An IS budget-to-revenue ratio may decline over time if revenue increases at a rate higher
than the rate of increase - or decrease - in IT spending. For the case study in Figure 4,
enterprise depreciation and amortization is 20 percent of the IS budget. This figure can be
as high as 50 percent for newly implemented enterprises. A primary reason for higher
spending after implementation is a centralized IT infrastructure and spending around
package implementations. For a typical enterprise, a major implementation will consume 25
percent to 35 percent of the IS budget for a two-year implementation, whereas problem
implementations reflect a total IS budget that is 300 percent of industry norms.
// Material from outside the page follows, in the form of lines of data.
PR #1573, opened 2019-01-11
open reducers and actions to modification by plugins

aeschylus:


src/reducers/index.js
```diff
@@ -3,19 +3,18 @@ import workspaceReducer from './workspace';
 import windowsReducer from './windows';
 import manifestsReducer from './manifests';
 import configReducer from './config';
-import infoResponsesReducer from './infoResponses';
```
mejackreed: I think this maybe snuck in with the repo transfer. This removes the infoResponses stuff I added.

__tests__/integration/mirador/plugins.html
```diff
@@ -12,89 +12,103 @@
     <script src="../../../node_modules/react-dom/umd/react-dom.development.js"></script>
     <script>document.write("<script type='text/javascript' src='../../../dist/mirador.min.js?v=" + Date.now() + "'><\/script>");</script>
     <script type="text/javascript">
-      class MiradorShareButton extends React.Component {
```
mejackreed: This is probably just an artifact of the repo transfer, but do you mind updating the whitespace changes here so that this isn't entirely rewritten?

src/reducers/index.js
```diff
@@ -3,19 +3,18 @@ import workspaceReducer from './workspace';
...
-  infoResponses: infoResponsesReducer,
-});
-
-export default rootReducer;
+export default function createRootReducer(pluginReducers) {
+  return combineReducers({
+    workspace: workspaceReducer,
+    windows: windowsReducer,
+    manifests: manifestsReducer,
+    config: configReducer,
```
mejackreed: I think the infoReducer needs to be in here also

PR #1577, opened 2019-01-11
Gets the script from CDN if not available locally

mejackreed:
Enables netlify / deploy to be able to easily display this page


mejackreed:
Working now here: https://deploy-preview-1577--mirador-dev.netlify.com/__tests__/integration/mirador/plugins.html

🎊

PR #1603, opened 2019-01-15
Add prettier to project, closes #1600

### LINKED ISSUE #1600: Add .prettierrc

bodo22:
closes #1600


mejackreed:
Could we review this approach together? I'd like to be able to implement something that didn't have such wide ranging changes if possible.

mejackreed:
It seems to me that we are introducing additional style guides where eslint now takes on prettier/recommended. Is there a way to send our current eslint config to prettier instead?

I'm a little concerned about the cognitive overhead of figuring out which config should take precedence for which setting. Especially since this is quite a large departure from AirBnb starting point.

bodo22:
Agreed! Maybe it makes more sense to open a PR managing some `// eslint-disable-line`, closing this for now.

Ultimately, many issues should be considered when establishing budget best practices that
drive effective and efficient IT planning, acquisition and deployment. Using application
portfolio analysis as a framework for cost and activity consolidation will help to prevent
extremes in harvesting synergies. Furthermore, anticipating staffing levels, especially the
effect of ESPs, is extremely important. ESPs will assume an ever-larger portion of the work,
and outsourcing in the form of major enterprise packages will have a tremendous impact on
IS budgets, as well. In addition, it is crucial that the business units be included in the
decision-making process. Thus, IT spending must be aligned with overall enterprise goals.